◆ TASK TO COMPLETE ◆
Using the records below, write out again exactly the lines that begin at the line containing "koshachy: I've decided" and end at the line containing "koshachy: I've change", and no other lines.

━━━━━━━━━━━━━━━━━━━━

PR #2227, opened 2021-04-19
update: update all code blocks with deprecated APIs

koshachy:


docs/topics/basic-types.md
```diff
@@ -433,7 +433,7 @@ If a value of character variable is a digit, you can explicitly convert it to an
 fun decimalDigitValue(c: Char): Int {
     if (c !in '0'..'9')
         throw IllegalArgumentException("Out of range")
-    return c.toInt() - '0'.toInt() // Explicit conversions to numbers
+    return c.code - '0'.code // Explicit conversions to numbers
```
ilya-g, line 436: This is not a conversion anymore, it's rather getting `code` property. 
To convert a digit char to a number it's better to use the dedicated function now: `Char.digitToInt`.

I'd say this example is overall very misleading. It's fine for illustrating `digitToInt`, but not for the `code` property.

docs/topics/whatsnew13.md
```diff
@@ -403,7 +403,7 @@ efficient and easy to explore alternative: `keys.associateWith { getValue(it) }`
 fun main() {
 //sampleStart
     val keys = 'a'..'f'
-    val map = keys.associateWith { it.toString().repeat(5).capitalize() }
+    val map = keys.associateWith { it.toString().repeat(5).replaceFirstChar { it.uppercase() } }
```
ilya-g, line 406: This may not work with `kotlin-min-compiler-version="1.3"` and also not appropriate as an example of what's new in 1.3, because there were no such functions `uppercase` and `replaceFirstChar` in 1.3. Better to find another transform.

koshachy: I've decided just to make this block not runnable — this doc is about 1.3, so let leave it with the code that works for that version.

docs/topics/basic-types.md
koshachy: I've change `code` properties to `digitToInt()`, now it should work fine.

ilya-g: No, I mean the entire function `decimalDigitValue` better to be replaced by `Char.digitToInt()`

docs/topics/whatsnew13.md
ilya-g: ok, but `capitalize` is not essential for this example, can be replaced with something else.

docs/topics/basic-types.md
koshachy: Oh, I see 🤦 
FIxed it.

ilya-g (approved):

━━━━━━━━━━━━━━━━━━━━

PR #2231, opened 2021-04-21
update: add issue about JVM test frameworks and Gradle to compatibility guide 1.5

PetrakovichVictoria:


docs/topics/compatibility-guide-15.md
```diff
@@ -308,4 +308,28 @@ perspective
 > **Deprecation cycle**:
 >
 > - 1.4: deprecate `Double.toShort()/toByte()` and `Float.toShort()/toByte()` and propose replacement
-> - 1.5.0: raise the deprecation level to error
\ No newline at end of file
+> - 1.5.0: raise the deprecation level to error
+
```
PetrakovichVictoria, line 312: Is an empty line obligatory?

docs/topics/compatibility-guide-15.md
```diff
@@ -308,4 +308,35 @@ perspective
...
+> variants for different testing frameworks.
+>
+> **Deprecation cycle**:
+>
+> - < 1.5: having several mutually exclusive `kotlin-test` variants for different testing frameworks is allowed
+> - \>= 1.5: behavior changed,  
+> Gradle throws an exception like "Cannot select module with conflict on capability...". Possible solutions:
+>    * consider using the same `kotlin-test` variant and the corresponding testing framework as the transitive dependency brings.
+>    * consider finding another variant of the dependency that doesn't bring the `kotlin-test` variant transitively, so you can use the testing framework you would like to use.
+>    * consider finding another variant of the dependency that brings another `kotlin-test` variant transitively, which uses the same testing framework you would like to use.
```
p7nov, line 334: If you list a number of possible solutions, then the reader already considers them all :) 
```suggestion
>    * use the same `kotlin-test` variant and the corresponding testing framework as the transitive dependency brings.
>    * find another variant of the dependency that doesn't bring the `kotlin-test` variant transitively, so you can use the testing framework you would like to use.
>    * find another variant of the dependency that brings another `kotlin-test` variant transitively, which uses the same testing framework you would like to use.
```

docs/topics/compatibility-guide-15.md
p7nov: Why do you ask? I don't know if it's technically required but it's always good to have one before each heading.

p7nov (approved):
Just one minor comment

━━━━━━━━━━━━━━━━━━━━

◆ ANSWER BELOW ◆
koshachy: I've decided just to make this block not runnable — this doc is about 1.3, so let leave it with the code that works for that version.

docs/topics/basic-types.md
koshachy: I've change `code` properties to `digitToInt()`, now it should work fine.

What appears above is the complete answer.